*PROBLEM REQUIREMENTS:* Search each line below for "applications", then return the lines where it appears.

*TASK DATA:*
PR #652, opened 2026-07-23
feat: expose an event-driven host startup readiness wait

gudipudiramanakumar:
## Summary

Add `Stack::wait_ready()` so applications can await completion of the `ControlRunner` startup sequence before starting role operations such as advertising, scanning, or connecting.

This avoids application-side timing gates. In particular, it allows an application to run the host runner and a role task concurrently without letting advertising (or other HCI commands) contend with the host's initial command sequence.

The readiness notification is emitted only after controller startup commands, the device-address read, and optional privacy initialization complete.

## Motivation

The host already tracks initialization internally via `HostState::initialized`, a `OnceLock<InitialState>` that is populated partway through `ControlRunner` startup. That lock is crate-private and is intended for internal use (for example, gating `BleHost::command()` and the TX runner), not as an application-facing readiness API.

It is also the wrong synchronization point for role tasks:

- `initialized` is set before the address read and optional privacy setup finish.
- `OnceLock::get().await` blocks until that earlier milestone, not until the host is fully ready for role operations.
- It offers no public, event-driven way for application tasks to coordinate with startup completion.

Without a dedicated readiness API, applications have no reliable way to know when startup is done and have resorted to fixed delays. `Stack::wait_ready()` exposes an explicit, signal-based synchronization point that matches when `ControlRunner` actually finishes startup.

## Example

```rust
let runner = stack.runner();
let mut peripheral = stack.peripheral();

join(
    runner.run(),
    async {
        stack.wait_ready().await;
        peripheral.advertise(&Default::default(), advertisement).await?;
        Ok::<(), BleHostError<_>>(())
    },
)
.await;
```

### DIFF
--- a/host/src/lib.rs
+++ b/host/src/lib.rs
@@ -845,6 +845,9 @@ impl<'stack, C: Controller, P: PacketPool> Stack<'stack, C, P> {
     /// Wait for the host runner to complete controller startup before starting
     /// a role operation such as advertising, scanning, or connecting.
     pub async fn wait_ready(&self) {
+        if self.host_state.ready.signaled() {
+            return;
+        }
         self.host_state.ready.wait().await;
     }
 
--- a/host/src/lib.rs
+++ b/host/src/lib.rs
@@ -845,10 +845,7 @@ impl<'stack, C: Controller, P: PacketPool> Stack<'stack, C, P> {
     /// Wait for the host runner to complete controller startup before starting
     /// a role operation such as advertising, scanning, or connecting.
     pub async fn wait_ready(&self) {
-        if self.host_state.ready.signaled() {
-            return;
-        }
-        self.host_state.ready.wait().await;
+        let _ = self.host_state.ready.get().await;
     }
 
     /// Obtain a [`Runner`] to drive the BLE host.
--- a/host/src/lib.rs
+++ b/host/src/lib.rs
@@ -842,6 +842,12 @@ impl<'stack, C, P: PacketPool> Stack<'stack, C, P> {
 }
 
 impl<'stack, C: Controller, P: PacketPool> Stack<'stack, C, P> {
+    /// Wait for the host runner to complete controller startup before starting
+    /// a role operation such as advertising, scanning, or connecting.
+    pub async fn wait_ready(&self) {
+        self.host_state.ready.wait().await;
+    }
+
     /// Obtain a [`Runner`] to drive the BLE host.
     ///
     /// The runner must be polled (e.g. via [`Runner::run()`]) to drive the BLE host.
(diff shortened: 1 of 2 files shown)


HaoboGu:
I wanted it too, but can you check whether the `NoopRawMutex` works instead of `CriticalSectionRawMutex`?

host/src/lib.rs
```diff
@@ -842,6 +842,12 @@ impl<'stack, C, P: PacketPool> Stack<'stack, C, P> {
 }
 
 impl<'stack, C: Controller, P: PacketPool> Stack<'stack, C, P> {
+    /// Wait for the host runner to complete controller startup before starting
+    /// a role operation such as advertising, scanning, or connecting.
+    pub async fn wait_ready(&self) {
```
HaoboGu, line 847: The second call of the `wait_ready` hangs forever.

gudipudiramanakumar: Yeah fixed that, and also modified to use NoopRawMutex

HaoboGu: I don't think it will work.

HaoboGu: `wait()` consumes the signal

gudipudiramanakumar: Yeah got it, can I use OnceLock?

HaoboGu: Is it no_std compatible?

gudipudiramanakumar: Yes `embassy_sync::OnceLock` is `no_std`. It is already used for `HostState::initialized`, `ready` is a second `OnceLock<()>` that fires after the full startup sequence. `cargo check` passes on embedded targets.

HaoboGu: That's great

lulf:
I'm not sure I think this is the right fix... I think peripheral.advertise() should just deal with/wait for the host to run (which I thought it already does) instead of the application needing to do that

gudipudiramanakumar:
> I'm not sure I think this is the right fix... I think peripheral.advertise() should just deal with/wait for the host to run (which I thought it already does) instead of the application needing to do that

Agreed, the application shouldn't have to do this, I'll move the wait inside the role operations and drop `Stack::wait_ready()`.

It does already wait, but on `initialized`, which `ControlRunner::run()` sets partway through startup (host.rs:1558) — before `ReadBdAddr` and, with `security`, the RPA timeout and initial resolving-list sync. So advertising unblocks while the runner is still issuing startup commands. On a controller reporting a single HCI command credit that stops the peripheral coming up, waiting until startup finishes fixes it. Reproduced on an EFR32MG24 running trouble-host over Zephyr's HCI RAW channel.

*RESULT:*
Add `Stack::wait_ready()` so applications can await completion of the `ControlRunner` startup sequence before starting role operations such as advertising, scanning, or connecting.
Without a dedicated readiness API, applications have no reliable way to know when startup is done and have resorted to fixed delays. `Stack::wait_ready()` exposes an explicit, signal-based synchronization point that matches when `ControlRunner` actually finishes startup.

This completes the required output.